**WHAT IS EXPECTED:** Could you repeat every record exactly as it appears?

BEGIN INFORMATION SHOWN

Issue #631, opened 2024-04-10
bug: deep target file paths for consistent snapshots


mrjoelkamp:
## Issue
Deep target file paths, or file paths that are more than one subdirectory deep (e.g. `<dir1>/<dir2>/file`) fail to download due to the `targetRemotePath` being built wrong when using consistent snapshots.

## Root Cause
Current state of the code uses `strings.Cut()` to parse the directory name from the file name. This works for target files that are only one directory deep (`<subdir>/file.ext`) because `strings.Cut()` splits the string on the _first_ occurrence of the separator. 

https://github.com/theupdateframework/go-tuf/blob/b2e024ad4752cc0c4a4e376460b21deb79e40ded/metadata/updater/updater.go#L237-L244

For nested target file paths (`<subdir1>/<subdir2>/file.ext`) the `targetRemotePath` ends up being generated incorrectly since the first occurrence of `/` does not separate the directory from the file name.

When using consistent snapshots, this ends up making the path be `<subdir1>/<hash>.<subdir2>/file.ext` instead of `<subdir1>/<subdir2>/<hash>.file.ext`

PR #632, opened 2024-04-10
fix: deep targets file path

mrjoelkamp:
## Summary
* fixes bug in `DownloadTarget` for target files that are in subdirectories that are more than one level deep

## Fixes
fixes https://github.com/theupdateframework/go-tuf/issues/631


metadata/updater/updater.go
```diff
@@ -234,10 +234,11 @@ func (update *Updater) DownloadTarget(targetFile *metadata.TargetFiles, filePath
 			hashes = hex.EncodeToString(v)
 			break
 		}
-		dirName, baseName, ok := strings.Cut(targetFilePath, "/")
+		baseName := filepath.Base(targetFilePath)
```
mrjoelkamp, line 237: This probably won't work on windows, since `targetFilePath` always uses `/`

mrjoelkamp: never mind, tested it on windows and it works 😄

metadata/updater/updater.go
```diff
@@ -234,10 +234,11 @@ func (update *Updater) DownloadTarget(targetFile *metadata.TargetFiles, filePath
...
+		dirName, ok := strings.CutSuffix(targetFilePath, "/"+baseName)
```
MDr164, line 238: I know it's just a minor difference in this case but when it comes to file paths I always prefer things like `filepath.Join` instead of direct string concatenation. It's also more OS independent usually.

mrjoelkamp: I completely agree! Especially for windows builds. However, in this case the `targetFilePath` comes from metadata and I believe that this is standardized to use `/` only and if you use `filepath.Join()` on windows you end up generating an incorrect `targetRemotePath`. 

This was recently fixed in https://github.com/kommendorkapten/go-tuf/commit/484e95dc84e3daf7ee6a0933e159a257126670d0 to always use `/` for remote paths.

MDr164: Ah I see, then we should be good here.

MDr164 (approved):

trishankatdatadog:
Thanks @MDr164.

@mrjoelkamp Would you mind terribly much rebasing against base, please?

END INFORMATION SHOWN

**RESPONSE TO THE TASK:**
Issue #631, opened 2024-04-10
bug: deep target file paths for consistent snapshots


mrjoelkamp:
## Issue
Deep target file paths, or file paths that are more than one subdirectory deep (e.g. `<dir1>/<dir2>/file`) fail to download due to the `targetRemotePath` being built wrong when using consistent snapshots.

## Root Cause
Current state of the code uses `strings.Cut()` to parse the directory name from the file name. This works for target files that are only one directory deep (`<subdir>/file.ext`) because `strings.Cut()` splits the string on the _first_ occurrence of the separator. 

https://github.com/theupdateframework/go-tuf/blob/b2e024ad4752cc0c4a4e376460b21deb79e40ded/metadata/updater/updater.go#L237-L244

For nested target file paths (`<subdir1>/<subdir2>/file.ext`) the `targetRemotePath` ends up being generated incorrectly since the first occurrence of `/` does not separate the directory from the file name.

When using consistent snapshots, this ends up making the path be `<subdir1>/<hash>.<subdir2>/file.ext` instead of `<subdir1>/<subdir2>/<hash>.file.ext`

PR #632, opened 2024-04-10
fix: deep targets file path

mrjoelkamp:
## Summary
* fixes bug in `DownloadTarget` for target files that are in subdirectories that are more than one level deep

## Fixes
fixes https://github.com/theupdateframework/go-tuf/issues/631


metadata/updater/updater.go
```diff
@@ -234,10 +234,11 @@ func (update *Updater) DownloadTarget(targetFile *metadata.TargetFiles, filePath
 			hashes = hex.EncodeToString(v)
 			break
 		}
-		dirName, baseName, ok := strings.Cut(targetFilePath, "/")
+		baseName := filepath.Base(targetFilePath)
```
mrjoelkamp, line 237: This probably won't work on windows, since `targetFilePath` always uses `/`

mrjoelkamp: never mind, tested it on windows and it works 😄

metadata/updater/updater.go
```diff
@@ -234,10 +234,11 @@ func (update *Updater) DownloadTarget(targetFile *metadata.TargetFiles, filePath
...
+		dirName, ok := strings.CutSuffix(targetFilePath, "/"+baseName)
```
MDr164, line 238: I know it's just a minor difference in this case but when it comes to file paths I always prefer things like `filepath.Join` instead of direct string concatenation. It's also more OS independent usually.

mrjoelkamp: I completely agree! Especially for windows builds. However, in this case the `targetFilePath` comes from metadata and I believe that this is standardized to use `/` only and if you use `filepath.Join()` on windows you end up generating an incorrect `targetRemotePath`. 

This was recently fixed in https://github.com/kommendorkapten/go-tuf/commit/484e95dc84e3daf7ee6a0933e159a257126670d0 to always use `/` for remote paths.

MDr164: Ah I see, then we should be good here.

MDr164 (approved):

trishankatdatadog:
Thanks @MDr164.

@mrjoelkamp Would you mind terribly much rebasing against base, please?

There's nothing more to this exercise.